One major problem with masking objects from visible light, says Schurig, is that light is composed of a range of colors, each with its own wavelength. "We don't know how much of that spectrum we could cloak all at once," he explains. "If you could get past these fabrication issues, you could cloak one color of light, and maybe you could cloak some range of visible light. We might be able to make the cloak work for a brief time, for a microsecond at red, a microsecond at green, a microsecond at blue, and you could make it look translucent. But we don't know that you could make something 100 percent invisible to the whole spectrum simultaneously."
Milton sounds a further note of caution. Of the Duke research, he says: "I think it's a brilliant idea. But there's a certain amount of skepticism in the scientific community in so far as the time line. I remember reading claims that you could cloak some factory that would be an eyesore. I think that's a bit far-fetched. You can make some small things invisible, but making larger things invisible will be a longer time in coming."
There are other factors that neither Harry Potter fans nor the series' fabulously wealthy author, J. K. Rowling, seem to have considered. Ulf Leonhardt—the only one of the researchers who admits to enjoying the books—explains that Harry can see through his cloak, which is made of a thin material in which he can walk and climb. "The present scheme assumes you have something very rigid" surrounding the object, Leonhardt says. "It's not a cloak, it's like a suit of armor. If you want to have something flexible, then the material also has to change its properties, like a chameleon. That is also possible in principle, but with present technology we're a long way away from that."

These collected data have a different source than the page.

Issue #816, opened 2021-02-01
[BUG]Cannot use dSView.module.camera_maps


HelenSun09:
**Describe the bug**

In the miniconda3 prompt where I typed "dh5view":
c:\users\helen sun\python-microscopy\PYME\DSView\splashScreen.py:117: wxPyDeprecationWarning: Call to deprecated item EmptyBitmap. Use :class:`wx.Bitmap` instead
  MemBitmap = wx.EmptyBitmap(s.GetWidth(), s.GetHeight())
c:\users\helen sun\python-microscopy\PYME\DSView\dsviewer.py:144: wxPyDeprecationWarning: Call to deprecated item. Use Append instead.
  tmp_menu.AppendMenu(-1, 'Save &Results', self.save_menu)
WARNING:PYME.DSView.modules:Plugin [arrayView] injects into dsviewer namespace, could result in circular references
WARNING:PYME.DSView.modules:Plugin [shell] injects into dsviewer namespace, could result in circular references
0
WARNING:PYME.DSView.modules:Plugin [metadataView] injects into dsviewer namespace, could result in circular references
ERROR:PYME.recipes.modules:Could not import skimage
Traceback (most recent call last):
  File "c:\users\helen sun\python-microscopy\PYME\recipes\modules.py", line 25, in <module>
    from . import skfilters
  File "c:\users\helen sun\python-microscopy\PYME\recipes\skfilters.py", line 14, in <module>
    import skimage.filters as skf
ModuleNotFoundError: No module named 'skimage'
0
Creating fold panel
c:\users\helen sun\python-microscopy\PYME\DSView\scrolledImagePanel.py:52: wxPyDeprecationWarning: Call to deprecated item EmptyBitmap. Use :class:`wx.Bitmap` instead
  MemBitmap = wx.EmptyBitmap(s.GetWidth(), s.GetHeight())
c:\users\helen sun\python-microscopy\PYME\DSView\arrayViewPanel.py:1154: wxPyDeprecationWarning: Call to deprecated item ImageFromData. Use :class:`Image` instead.
  img = wx.ImageFromData(ima.shape[1], ima.shape[0], ima.ravel())
c:\users\helen sun\python-microscopy\PYME\DSView\arrayViewPanel.py:513: wxPyDeprecationWarning: Call to deprecated item BitmapFromImage. Use :class:`wx.Bitmap` instead
  im2 = wx.BitmapFromImage(im)
Creating fold panel
Traceback (most recent call last):
[...]

PR #817, opened 2021-02-01
make rulenodeserver safer for directory trees with spaces

barentine:
Addresses issue #816 .

depends on your point of view
**Proposed changes:**
- enclose profile directory in double quotes
- use sys.executable instead of `python`

**Checklist:**

- [x] Tested on my machine which doesn't actually have spaces in root/python directories


David-Baddeley:
this modifies the old, unused, version of the nodeserver, so is unlikely to fix any current issue.

barentine:
added the real one. Thanks @David-Baddeley

PR #820, opened 2021-02-02
add sum projection

barentine:
Addresses issue #someone just asked me if we can and I was embarrassed to tell them to 'Mean' and then scale up or scale everything else down
enhacenment
**Proposed changes:**

**Checklist:**

- [ ] Tested

### DIFF
--- a/PYME/recipes/processing.py
+++ b/PYME/recipes/processing.py
@@ -1971,7 +1971,7 @@ class Projection(Filter):
     TODO - make this more efficient - we currently force the whole stack into memory
     """
     
-    kind = Enum(['Mean', 'Max', 'Median', 'Std', 'Min'])
+    kind = Enum(['Mean', 'Sum', 'Max', 'Median', 'Std', 'Min'])
     axis = Int(2)
     
     processFramesIndividually = False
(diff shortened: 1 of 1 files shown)


David-Baddeley:
I guess adding a sum projection might not hurt - I do feel that it's a bit redundant though and struggle to think of a case where it is preferable to choose sum over mean. If we do add a sum option, it would be nice if we had a way to push users towards mean instead. 

Mean was chosen over sum as it's a lot more robust in it's results when you have, e.g. variable stack sizes) - if you were e.g., thresholding the projected image a mean projection will work with the same threshold over different input sizes whereas a sum projection won't. The same applies to, e.g. offset parameters in deconvolution and/or fitting. Parameters for a mean projection will also be roughly the same as for a single image (and close to what you'd use for median, min, and max projections). My gut feeling is that, if you have the choice of mean projection and sum projection you want mean projection 95% of the time.

barentine:
The answer to the question ‘how much X is in this cell?’ is sum not mean. I agree with you, 95% of the time mean is better, but I’m not trying to do everyone’s analysis for them at the expense of withholding the tool they need (or would like, anyway) for the job

PR #830, opened 2021-02-09
Convert keep_largest_connected_component to optionally keep n largest

zacsimile:
Maybe should convert to keep by size? Or should that be a new function? Should size be defined by the number of elements or by the "radius" of the object (1/2 largest distance between any two vertices in the mesh)?

### DIFF
--- a/PYME/experimental/_triangle_mesh.pyx
+++ b/PYME/experimental/_triangle_mesh.pyx
@@ -2358,20 +2358,25 @@ cdef class TriangleMesh(TrianglesBase):
             # iteration's search will be part of another component.
             component += 1
 
-    def keep_largest_connected_component(self):
+    def keep_largest_connected_component(self, n=1):
         # Find the connected components
         self.find_connected_components()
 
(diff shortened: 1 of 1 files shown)


David-Baddeley:
Might be worth eventually refactoring roughly along the following lines:

```python

@property
def connected_components(self):
    """ identifies connected components and returns some form of index which lets you identify which vertices/halfedges/etc
    belong to a given component.

    Could be a list of lazy `Component` proxy objects which had indices etc, quantification functions (size, number of vertices
    etc ... available as methods/properties - would probably argue for computing these as needed.
   """ 

def keep_connected_components(self, indices : iterable):
    """ keep the connected compontents having the given indices/labels"""
```

That would give the end user a way of selecting the ones they want, and also (eventually) facilitating quantifications - e.g. volume, surface area, etc ... that people might want to do on meshes.

keep largest 10 would then work out as, e.g.:
```python
mesh.keep_connected_components(np.argsort([c.n_vertices for c in mesh.connected_components])[-10:])
```

PR #831, opened 2021-02-09
add cropping recipe module

barentine:
Addresses issue #no recipe module for cropping.

enhancement
**Proposed changes:**
- add a recipe module wrapping the crop datasource
- add a unit test for said module
- template applyFilter on filtermodule (irrelevant, but there. oops)

**Checklist:**

- [x] Tested with numpy=1.19 python 3.7 wx=4

### DIFF
--- a/PYME/IO/DataSources/CropDataSource.py
+++ b/PYME/IO/DataSources/CropDataSource.py
@@ -38,7 +38,7 @@ class DataSource(BaseDataSource):
             x0 = xrange[0] if xrange[0] > -1 else self.dataSource.shape[0] + xrange[0]
             x1 = xrange[1] if xrange[1] > -1 else self.dataSource.shape[0] + xrange[1]
             assert x1 - x0 > 0 and x1 - x0 <= self.dataSource.shape[0]
-            assert x0 < self.dataSource.shape[0] and x0 > 0
+            assert x0 < self.dataSource.shape[0] and x0 >= 0
             assert x1 < self.dataSource.shape[0] and x1 > 0
             self.xrange = (x0, x1)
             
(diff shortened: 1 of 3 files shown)


PYME/recipes/base.py
```diff
@@ -1411,6 +1428,29 @@ def execute(self, namespace):
...
+    t_range = List(Int)([0, -1])
+    output = Output('cropped')
+
+    def execute(self, namespace):
+        from PYME.IO.DataSources.CropDataSource import DataSource
+        from PYME.IO.MetaDataHandler import DictMDHandler
+        
+        im = namespace[self.input_stack]
+        mdh = DictMDHandler(im.mdh)
+        mdh['Crop.XRange'] = self.x_range
```
David-Baddeley, line 1445: `cropping.xslice`, `cropping.yslice`,  and `cropping.zslice`  are currently used to indicate cropping in the metadata (not to say that this is necessarily right, but I'm reluctant to introduce new conflicting conventions.)

PYME/recipes/base.py
```diff
@@ -1411,6 +1428,29 @@ def execute(self, namespace):
...
+        mdh['Crop.YRange'] = self.y_range
+        mdh['Crop.TRange'] = self.t_range
```
David-Baddeley, line 1447: Definitely need to update the origin metadata as well.

PYME/IO/DataSources/CropDataSource.py
```diff
@@ -29,20 +29,41 @@ def __init__(self,dataSource, xrange=None, yrange=None, trange=None):
         #self.unmixer = unmixer
         self.dataSource = dataSource
         
-        if xrange is None:
+        sizeC = self.dataSource.sizeC
+
+        if xrange is None or tuple(xrange) == (0, -1):
```
David-Baddeley, line 34: if you want to use -1 indexing etc ... it would probably be better to use a `slice()` object. `slice.indices` would likely also let you eliminate much of the boilerplate in each of the cases below.

David-Baddeley: but I'm not sure I'm particularly keen on negative indexing in this case.

Issue #838, opened 2021-02-10
[BUG] Don't run recipes if I hit cancel


zacsimile:
If I click on a recipe tile in the `Pipeline Recipe` tab in `PYMEVis` and the dialog pops up and then I hit cancel, the recipe re-runs. This shouldn't happen.

David-Baddeley:
Which traits / traitsui version? This smells a little like a traits error.

David-Baddeley:
Actually, there is no way of robustly handling a cancel - traits are updated as you edit them. This makes cancel functionally equivalent to OK. Have removed the cancel button as it was confusing.

David-Baddeley:
PS - I assume it only runs if you have changed a parameter

zacsimile:
It runs even if I don’t change a parameter. If I just hit cancel, it runs.

David-Baddeley:
That's odd, as it should check if new_params==old_params and only run if they are different.

David-Baddeley:
see `ModuleBase.edit_no_invalidate()`

zacsimile:
You sufficiently convinced me to try again. I even add a print statement "Executing..." to a few of the `execute()` commands in some recipes (e.g. DBSCAN). If I click and then hit cancel, I get the print statement, even if I change no parameters.

David-Baddeley:
I've found the bug here which is making things execute when they shouldn't. Fix to follow (probably the *real* fix to this issue - I might have closed prematurely)

zacsimile:
Thanks for pushing on this, @David-Baddeley!

Issue #832, opened 2021-02-09
[BUG] can click-through recipe configure traits dialogs, opening new ones on accident


barentine:
**Describe the bug**
in the recipeGUI, at least in PYMEImage, I'm hitting a funny bug where I can accidentally open a fair number of recipe module configuration dialogs while trying to edit the first one I pulled up

**To Reproduce**
1. PYMEImage something
2. Click on 'Recipe'
3. add some stuff
4. click a module to configure it
5. click in that dialog into a field which happens to be over the tile for another recipe module in the gui behind it
6. notice that you get another recipe module dialog open (behind?) the one you were working on in the first place (maybe it's only for the same one you have up? Didn't try others)

**Expected behavior**
one dialog at a time

**Platform (please complete the following information - or copy-paste from error dialog if shown):**
 - OS: [e.g. Win10] osx 10.15
 - Python version: 3.7.7
 - numpy version: 1.19.2
 - wxpython version [if a UI bug]: 4.0.4

zacsimile:
Yep, thanks for flagging that @barentine. Same issue. I ran into this in PYMEVis.

David-Baddeley:
Hmm, this looks like an error with traitsui and/or matplotlib. Might be hard to work around without significant re-writes to recipe display and/or editor.

Simplest potential fix would be to make the pop-up editors modal, but not sure that will be enough.

csoeller:
I can also attest to this behaviour. A bit annoying, can be worked around (move window before doing anything with it), but would be good to fix for sure.

David-Baddeley:
A bit more on potential solutions:

- try making the dialogs modal (this might also improve cancel handling - see #838). Potentially combine with a new editor dialog which shows the module help (on TODO list in any case).
- make editor pop up as a panel on the side/bottom of the recipe display rather than in a separate window
- change to using the html based recipe editor (advantageous in that we'd only need to maintain one editor, but potentially problematic on linux and/or windows, also not there yet)

David-Baddeley:
should be fixed with #869 (at least until we refactor stuff properly)

PR #843, opened 2021-02-11
remove cancel button as it doesn't cancel.

David-Baddeley:
Addresses issue #838.

Removes the non-functional cancel button - there is no easy way to implement cancel, as parameters get changed as they are edited, so it's better not to display it.

### DIFF
--- a/PYME/recipes/base.py
+++ b/PYME/recipes/base.py
@@ -423,7 +423,7 @@ class ModuleBase(HasTraits):
                     [Item('_'),] +
                     self._view_items(params) +
                     [Item('_'),] +
-                    [Item(tn) for tn in outputs], buttons=['OK', 'Cancel']) #TODO - should we have cancel? Traits update whilst being edited and cancel doesn't roll back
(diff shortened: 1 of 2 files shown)


zacsimile:
I feel like not having a `Cancel` button is going to drive users crazy, esp. with #832...

David-Baddeley:
Well it's better to not have one than have one which means `OK` - a proper cancel would be better, but unfortunately not doable with the way traits works ...

zacsimile:
I agree it's confusing to have a `Cancel` button that doesn't cancel. Why can't we use the same code we use to rollback the pipeline when a user hits cancel initially adding a recipe?

David-Baddeley:
because the rollback on addition works by never adding it to the pipeline in the first place - we create the module, but don't actually add it unless we click OK. I do worry that we might have broken that cancel here though ...

zacsimile:
Got it. I thought it like froze the previous state of the pipeline and rolled back to that if the module was canceled. Thought that might work the same. Sounds like I was wrong, but you found the fix. Thanks!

The other, bigger problem is that to see, the eyes must absorb light—which, of course, makes them visible. "If Harry Potter wants to see through his cloak, then his eyes would be visible, because they have to see. And if they have to see, they have to be seen," Leonhardt says. "For example, a fish that camouflages itself by being transparent has eyes that are not transparent, because they have to see. Yet Harry Potter can see through the invisibility cloak. That, I think, is not possible. He would be blind behind it."